In 2002, the Institute of Medicine estimated that the death rate of the uninsured is 25 percent higher than for otherwise similar people who have health insurance. According to the study, 18,000 excess deaths occurred each year because 40 million Americans lacked insurance.

But a 2009 rebuttal study by Richard Kronick of the Health Research and Education Trust found that when adjusted for health status and other factors, the risk of subsequent mortality is no different for people who lack insurance than for those who are covered by employer-sponsored plans.

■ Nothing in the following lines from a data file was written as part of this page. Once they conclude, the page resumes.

PR #769, opened 2026-04-29
Bump vertx to 5.0.12

diegolovison:
**Bump vertx to 5.0.12**

Dependency upgrade:
- infinispan: 14.0.25
- jgroups: 5.2.22


diegolovison:
@jabolina can you please review the `infinispan.xml` and `jgroups-tcp-*.xml`

jabolina (approved):
Looks good.

diegolovison:
@franz1981 please review

franz1981:
One behavioral change to address:

 - persistRun (ControllerVerticle.java): master used future.fail(e) after CSV write failure, which logged the error but continued executing subsequent persistence steps (info.json, stats.json, hooks). The new throw new RuntimeException(e) aborts on first error — downstream steps (especially post-hooks) won't run. Consider catching per-step and collecting errors, or wrapping each step individually.

Minor: new DatabindCodec() in RunRefImpl creates a private ObjectMapper without registered subtypes — works for current targets but fragile if deserialization targets grow.

clustering/src/main/java/io/hyperfoil/clustering/OutputStreamAdapter.java
```diff
@@ -15,12 +14,12 @@ public OutputStreamAdapter(WriteStream<Buffer> stream) {
 
    @Override
    public void write(byte[] b) {
-      stream.write(Buffer.buffer(Unpooled.wrappedBuffer(b)));
+      stream.write(Buffer.buffer(b));
```
stalep: **Performance regression:** `Buffer.buffer(b)` copies the byte array (allocates a new heap ByteBuf via `writeBytes(bytes)`). The old `Unpooled.wrappedBuffer(b)` was zero-copy -- it wrapped the array directly as the ByteBuf backing store.

This class streams data through a `WriteStream<Buffer>`, so for large payloads (benchmark results, statistics) this means unnecessary allocation + copy.

The old code still works in Vert.x 5 since `Buffer.buffer(ByteBuf)` still wraps without copying:

```java
stream.write(Buffer.buffer(Unpooled.wrappedBuffer(b)));
```

Same issue on line 22 with `Buffer.buffer().appendBytes(b, off, len)` -- should remain:
```java
stream.write(Buffer.buffer(Unpooled.wrappedBuffer(b, off, len)));
```

clustering/src/main/resources/jgroups-tcp.xml
```diff
@@ -43,14 +45,12 @@
     <pbcast.STABLE desired_avg_gossip="5000"
                    max_bytes="1M"
     />
-    <pbcast.GMS print_local_addr="false"
-                join_timeout="${jgroups.join_timeout:2000}"
-    />
+    <pbcast.GMS print_local_addr="false" join_timeout="0"/>
```
stalep, line 48: **Likely a bug:** `join_timeout` changed from `${jgroups.join_timeout:2000}` to hardcoded `"0"`.

- The agent config (`jgroups-tcp-agent.xml`) still uses `${jgroups.join_timeout:2000}` -- asymmetry.
- Infinispan 14's own default TCP config uses `join_timeout="${jgroups.join_timeout:2000}"`.
- JGroups 5.2.x `conf/tcp.xml` uses `join_timeout="2000"`.
- `join_timeout=0` means the controller won't wait for join responses at all.

Was this intentional? If so, it removes the ability to configure via system property. Recommend keeping `${jgroups.join_timeout:2000}` for consistency.

http/src/main/java/io/hyperfoil/http/connection/HttpClientPoolImpl.java
```diff
@@ -194,6 +194,15 @@ private SslContext createSslContext() throws SSLException {
...
             .keyManager(createKeyManagerFactory());
+
+      // For Vert.x 5 compatibility: Netty now enforces stricter hostname verification by default.
+      // Disable endpoint identification when using InsecureTrustManagerFactory or when the system
+      // property is set (for testing with self-signed certificates that don't have proper SANs)
+      if (trustManagerFactory == InsecureTrustManagerFactory.INSTANCE ||
+            Boolean.getBoolean("io.hyperfoil.http.disableEndpointIdentification")) {
+         builder.endpointIdentificationAlgorithm(null);
+      }
+
```
stalep, line 206: The `io.hyperfoil.http.disableEndpointIdentification` property should follow the project convention and be declared as a constant in `Properties.java`, then accessed via `Properties.getBoolean()`. Two reasons:

1. **Discoverability** -- all other system properties are centralized in `Properties.java`.
2. **Env var support** -- `Properties.getBoolean()` also checks environment variables (uppercased with underscores). `Boolean.getBoolean()` only checks system properties.

Also consider a dot-separated property name matching the `io.hyperfoil.*` conventions.

http/src/main/java/io/hyperfoil/http/connection/HttpClientPoolImpl.java
```diff
@@ -338,6 +347,8 @@ void connect(final HttpConnectionPool pool, ConnectionReceiver handler) {
       bootstrap.group(pool.executor());
       bootstrap.option(ChannelOption.SO_KEEPALIVE, true);
       bootstrap.option(ChannelOption.SO_REUSEADDR, true);
+      // Use pooled allocator for Vert.x 5 compatibility
+      bootstrap.option(ChannelOption.ALLOCATOR, io.netty.buffer.PooledByteBufAllocator.DEFAULT);
```
stalep: The comment says "Use pooled allocator for Vert.x 5 compatibility" but `PooledByteBufAllocator.DEFAULT` has been Netty's default allocator since Netty 4.1, so this should be a no-op. Was there a specific test failure that required this? If so, the comment should describe the observed issue. If not, this line can be removed.

http/src/test/java/io/hyperfoil/http/CertificatesTest.java
```diff
@@ -34,6 +36,13 @@
 
 @ExtendWith(VertxExtension.class)
 public class CertificatesTest {
+
+   @BeforeAll
+   public static void setupPooledBuffers() {
+      // Disable endpoint identification for tests with self-signed certificates
+      System.setProperty("io.hyperfoil.http.disableEndpointIdentification", "true");
+   }
```
stalep, line 51: Two issues:

1. **System property leak:** Set in `@BeforeAll` but never cleared in `@AfterAll`. If tests run in the same JVM (Surefire default), this leaks to other test classes and could mask real SSL bugs.

2. **Method name:** `setupPooledBuffers` sets an endpoint identification property, not anything related to pooled buffers.

Suggested fix:
```java
@BeforeAll
public static void disableEndpointIdentification() {
   System.setProperty("io.hyperfoil.http.disableEndpointIdentification", "true");
}

@AfterAll
public static void restoreEndpointIdentification() {
   System.clearProperty("io.hyperfoil.http.disableEndpointIdentification");
}
```

pom.xml
```diff
@@ -88,13 +88,18 @@
...
         <version.slf4j>2.0.18</version.slf4j>
         <version.snakeyaml>2.6</version.snakeyaml>
-        <version.vertx>4.5.26</version.vertx>
+        <version.vertx>5.0.12</version.vertx>
+
         <!-- version.infinispan must match what came from vertx-infinispan version -->
-        <version.infinispan>13.0.17.Final</version.infinispan>
+        <version.infinispan>14.0.25.Final</version.infinispan>
         <version.caffeine>2.8.4</version.caffeine>
         <version.rxjava>3.0.4</version.rxjava>
```
stalep: **RxJava version downgrade:** This pins `3.0.4` but `vertx-infinispan` 5.0.12 declares a dependency on RxJava `3.0.13`. Hyperfoil's `dependencyManagement` will override the transitive version, downgrading to `3.0.4`. This could cause compatibility issues if `vertx-infinispan` relies on fixes in 3.0.5-3.0.13.

Recommend bumping to at least `3.0.13` to match what `vertx-infinispan` expects.

clustering/src/main/resources/jgroups-tcp.xml
```diff
@@ -3,18 +3,20 @@
         xsi:schemaLocation="urn:org:jgroups http://www.jgroups.org/schema/jgroups-4.0.xsd">
```
stalep: The JGroups XSD schema reference is still `jgroups-4.0.xsd` but this PR upgrades to JGroups 5.2.x (via Infinispan 14). Should update to `jgroups-5.2.xsd`:

```xml
xsi:schemaLocation="urn:org:jgroups http://www.jgroups.org/schema/jgroups-5.2.xsd"
```

Same applies to `jgroups-tcp-agent.xml`.

http/src/test/java/io/hyperfoil/http/MemoryUsageTest.java
```diff
@@ -77,11 +78,13 @@ protected void test(VertxTestContext context, HttpServerOptions serverOptions) {
             context.failNow(e);
          }
       };
-      Vertx.vertx().createHttpServer(serverOptions)
+      // Create Vertx with pooled buffers enabled for Vert.x 5
+      VertxOptions vertxOptions = new VertxOptions();
+      Vertx.builder().with(vertxOptions).build().createHttpServer(serverOptions)
             .requestHandler(ctx -> ctx.response()
```
stalep: The comment says "Create Vertx with pooled buffers enabled for Vert.x 5" but the `VertxOptions` is empty -- no pooled buffer option is set. `Vertx.builder().with(new VertxOptions()).build()` is functionally identical to `Vertx.vertx()`. Either set the relevant option or simplify back to `Vertx.vertx()`.

stalep (changes requested):
Solid work on this major upgrade - the mechanical Vert.x 5 migrations (listen/send/executeBlocking patterns, Promise no longer extending Handler, CompositeFuture removal, RoutingContext body API) are all correct. The AgentVerticle deployment ID rewrite for cluster-wide uniqueness is a good catch.

Franz already flagged the `persistRun` behavioral change and the `DatabindCodec` subtype issue, so I won't repeat those. Here are additional items.

### Behavioral change in `ControllerVerticle.java:494`

The condition for calling `failNotStartedPhases` changed from:
```java
if (controllerPhase.isFailed()) {
```
to:
```java
if (controllerPhase.isFailed() && run.benchmark.failurePolicy() == Benchmark.FailurePolicy.CANCEL) {
```

This means phases are no longer cancelled on failure unless the benchmark explicitly sets a `CANCEL` policy. Was this intentional? What is the default `failurePolicy()` value, and what should happen when a phase fails without an explicit policy?

franz1981:
And @diegolovison IIRC Vertx 5 has the option to provide SPI which can capture the event loop group and install what we need -> this is likely necessary to allow infinispan to work reliably...

clustering/src/main/resources/jgroups-tcp.xml
diegolovison: @jabolina you set it to zero at https://github.com/Hyperfoil/Hyperfoil/commit/bc123e32193460c17edc071f5ccc7b5adea30d7b#diff-6112155d22709b221b4749c8a899802264945002a74f73e0d107431e73fdfaaeR50

What's your opinion?

http/src/main/java/io/hyperfoil/http/connection/HttpClientPoolImpl.java
diegolovison: There will be erors in the test
``` 
[ERROR] Errors: 
[ERROR]   MemoryUsageTest.testEncryptHttp1x(VertxTestContext) � Vertx Buffers are not pooled
[ERROR]   MemoryUsageTest.testEncryptHttp2(VertxTestContext) � Vertx Buffers are not pooled
[ERROR]   MemoryUsageTest.testPlainHttp1x(VertxTestContext) � Vertx Buffers are not pooled
[INFO] 
[ERROR] Tests run: 134, Failures: 0, Errors: 3, Skipped: 0
```

clustering/src/main/resources/jgroups-tcp.xml
jabolina: IIRC, it was because of how we deployed the controller and agents. It was supposed to always be a single controller first, and the agents later, to run the benchmark.

Since we always start with a single controller, there was no need to wait for the join, because it was always going to be only this single node. The agents have a timeout because they could be deployed concurrently and need to join with the controller.

If Hyperfoil deploys differently, i.e., multiple controllers, then it makes sense to have an initial timeout. Having it configurable wouldn't be a bad thing, if ever needed to override it.

http/src/main/java/io/hyperfoil/http/connection/HttpClientPoolImpl.java
franz1981: One second, why we do't use the adaptive from Netty  4.2?

What the test...is testing?
And under which scenario?

In theory Vertx should use "pooled" buffers regardless 

I'm checking this...

franz1981: @diegolovison 

AdaptiveByteBufAllocator has usedDirectMemory() and implements ByteBufAllocatorMetricProvider. 
So the test could work with the adaptive allocator — just needs to check instanceof ByteBufAllocatorMetricProvider instead of instanceof PooledByteBufAllocator.

TLDR bad test ^^

franz1981: FYI 
```java
● Update(http/src/test/java/io/hyperfoil/http/MemoryUsageTest.java)
  ⎿  Added 2 lines, removed 2 lines
      109                 ByteBufAllocator alloc = data.alloc();
      110                 if (!data.isDirect()) {
      111                    context.failNow("Expecting to use direct buffers");
      112 -               } else if (alloc instanceof PooledByteBufAllocator) {                                                                                  
      113 -                  long usedMemory = ((PooledByteBufAllocator) alloc).metric().usedDirectMemory();                                                     
      112 +               } else if (alloc instanceof ByteBufAllocatorMetricProvider) {                                                                          
      113 +                  long usedMemory = ((ByteBufAllocatorMetricProvider) alloc).metric().usedDirectMemory();                                             
      114                    if (usedMemory < 0) {
      115                       context.failNow("Cannot fetch direct memory stats");
      116                    }
```

diegolovison:
@franz1981 @stalep thanks for your valuable review.
There are some pending items, but others were addressed per commit.
Before merging, I wish to squash.



- [x] persistRun (ControllerVerticle.java): master used future.fail(e) after CSV write failure, which logged the error but continued executing subsequent persistence steps (info.json, stats.json, hooks). The new throw new RuntimeException(e) aborts on first error — downstream steps (especially post-hooks) won't run. Consider catching per-step and collecting errors, or wrapping each step individually.

- [x] Minor: new DatabindCodec() in RunRefImpl creates a private ObjectMapper without registered subtypes — works for current targets but fragile if deserialization targets grow.

- [x] Performance regression: Buffer.buffer(b) copies the byte array (allocates a new heap ByteBuf via writeBytes(bytes)). The old Unpooled.wrappedBuffer(b) was zero-copy -- it wrapped the array directly as the ByteBuf backing store.

- [ ] Likely a bug: join_timeout changed from ${jgroups.join_timeout:2000} to hardcoded "0".

- [x] The io.hyperfoil.http.disableEndpointIdentification property should follow the project convention and be declared as a constant in Properties.java, then accessed via Properties.getBoolean(). Two reasons:

- [x] "Use pooled allocator for Vert.x 5 compatibility" but PooledByteBufAllocator.DEFAULT has been Netty's default allocator since Netty 4.1

- [x] Restore Endpoint Identification

- [x] vertx-infinispan 5.0.12 declares a dependency on RxJava 3.0.13

- [x] Set JGroups XSD schema to 5.2

- [x] Removed "Create Vertx with pooled buffers enabled for Vert.x 5" comments
----

> This means phases are no longer cancelled on failure unless the benchmark explicitly sets a CANCEL policy. Was this intentional? What is the default failurePolicy() value, and what should happen when a phase fails without an explicit policy?

I was done at https://github.com/Hyperfoil/Hyperfoil/commit/1ed392846bd11b0d5aca77eb4a95d8d78c15e2df 
It is not related to this PR

clustering/src/main/resources/jgroups-tcp.xml
diegolovison: @stalep, any objection?

http/src/main/java/io/hyperfoil/http/connection/HttpClientPoolImpl.java
diegolovison: Done

diegolovison:
@franz1981 @stalep would like to review? The review is separated by commit

stalep (approved):
All review feedback has been addressed well -- nice work on the follow-up commits.

Quick summary of verifications:
- **persistRun**: best-effort behavior restored with `hasError` flag -- all steps run, throws at the end.
- **DatabindCodec**: uses `DatabindCodec.mapper()` via `decode()` helper -- subtypes will resolve correctly.
- **OutputStreamAdapter**: zero-copy restored with `Unpooled.wrappedBuffer()` + `BufferInternal.buffer()`.
- **Properties.java**: `DISABLE_ENDPOINT_IDENTIFICATION` added with dot-separated naming, accessed via `Properties.getBoolean()`.
- **CertificatesTest**: `@AfterAll` cleanup added, uses the constant.
- **RxJava**: bumped to 3.0.13, duplicate declaration removed.
- **JGroups XSD**: both files updated to 5.2.
- **PooledByteBufAllocator**: removed. `MemoryUsageTest` now uses `ByteBufAllocatorMetricProvider` interface instead -- good fix.
- **Misleading comments**: removed.

One remaining item per your own checklist: **`join_timeout="0"`** in `jgroups-tcp.xml` is still hardcoded. Should be resolved before merge.

I would like @franz1981 to have a look as well though.

diegolovison:
> One remaining item per your own checklist: join_timeout="0" in jgroups-tcp.xml is still hardcoded. Should be resolved before merge.

@stalep I think we can keep it as 0 because there is only one controller

franz1981 (approved):
Well done 💯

Kronick's conclusion: "There is little evidence to suggest that extending insurance coverage to all adults would have a large effect on the number of deaths in the United States."

The Harvard researchers compared Massachusetts death rates from 2001 to 2005 to the four-year period after the new health care law was enacted, and found that the mortality rate decreased by 3 percent between 2006 and 2010. Using county-level mortality rates from the CDC, they compared 4 million Massachusetts residents (the entire population from age 20 to 64) to a control group with similar demographics in counties in other New England states.

Greater access to health care may have prevented as many as 320 deaths per year, the authors estimated. Changes were most pronounced in Massachusetts counties with lower household incomes and higher uninsured rates. According to the authors, providing health coverage to 830 uninsured adults prevented one death per year.

Stateline is a nonpartisan, nonprofit news service of the Pew Charitable Trusts that provides daily reporting and analysis on trends in state policy.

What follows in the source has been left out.